Opinion ID: 2052589
Heading Depth: 2
Heading Rank: 2

Heading: Whether the State is Estopped From Submitting Felony Murder as a Statutory Eligibility Factor at a Future Capital Sentencing Proceeding

Text: Defendant raises a parallel argument that the State should be estopped from pursuing the felony-murder eligibility factor at a subsequent death penalty sentencing proceeding. Defendant maintains that defendant's acquittal of felony murder at the guilt/innocence phase of the first trial precludes retrial of any issues material to the felony-murder eligibility factor that were conclusively decided at the first trial. Double jeopardy incorporates the doctrine of collateral estoppel in criminal proceedings. Schiro v. Farley, 510 U.S. 222, 232, 114 S.Ct. 783, 790, 127 L.Ed.2d 47, 58 (1994).
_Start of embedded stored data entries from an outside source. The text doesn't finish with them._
PR #3570, opened 2020-05-08
Mousewheel scrolling problem for vertical slider

ibartsteam:
Fixed Mouse wheel scrolling problem for vertical slider

I was facing this issue for some time so I thought It would be better to fix the code.
only one line is edited so there won't be any problem


nolimits4web:
Thanks, merged manually with small tweak in https://github.com/nolimits4web/swiper/commit/07c3337b453f94186df00c68cc477577f01653d0

PR #3572, opened 2020-05-08
fix: only cancel cancelable touchmove events

pimlie:
We are receiving a reasonable amount of ReportingObserver errors on our swiper component. The error is:
```
ReportingObserver [intervention]: Ignored attempt to cancel a touchmove event with cancelable=false, for example because scrolling is in progress and cannot be interrupted
```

Collateral estoppel, [3] or issue preclusion, means    that when an issue of ultimate fact has once been determined by a valid and final judgment, that issue cannot again be litigated between the same parties in any future lawsuit. Ashe v. Swenson, 397 U.S. 436, 443, 90 S.Ct. 1189, 1194, 25 L.Ed.2d 469, 475 (1970). The party seeking to invoke the collateral estoppel doctrine must show: (1) that the issue was raised and litigated in a previous proceeding; (2) that the determination of the issue was a critical and necessary part of the final judgment in the prior trial; (3) that the issue sought to be precluded in a later trial is the same one decided in the previous trial. Bailin, 977 F.2d at 280; Delap v. Dugger, 890 F.2d 285, 314 (11th Cir. 1989). Defendant bears the burden of proving that the issue whose relitigation he seeks to foreclose was actually decided in the initial proceeding. Schiro, 510 U.S. at 233, 114 S.Ct. at 791, 127 L.Ed.2d at 59. We need not apply all three factors of the issue preclusion test to decide this case. Record evidence cannot satisfy the second prong of the test, since there was no disposition of the felony-murder charge in the first trial. Issue preclusion assumes that the issue in question was actually decided, as would occur in the event of an acquittal. Schiro, 510 U.S. at 232, 114 S.Ct. at 790, 127 L.Ed.2d at 58; Ashe, 397 U.S. at 443, 90 S.Ct. at 1194, 25 L.Ed.2d at 475. Here, defendant cannot legitimately argue that any question of felony murder was determined by a valid and final judgment ( Ashe, 397 U.S. at 443, 90 S.Ct. at 1194, 25 L.Ed.2d at 475); at the first trial, the issue was never submitted to the jury, and neither the court nor the jury rendered any findings related to felony murder. We find, therefore, that defendant's argument lacks merit.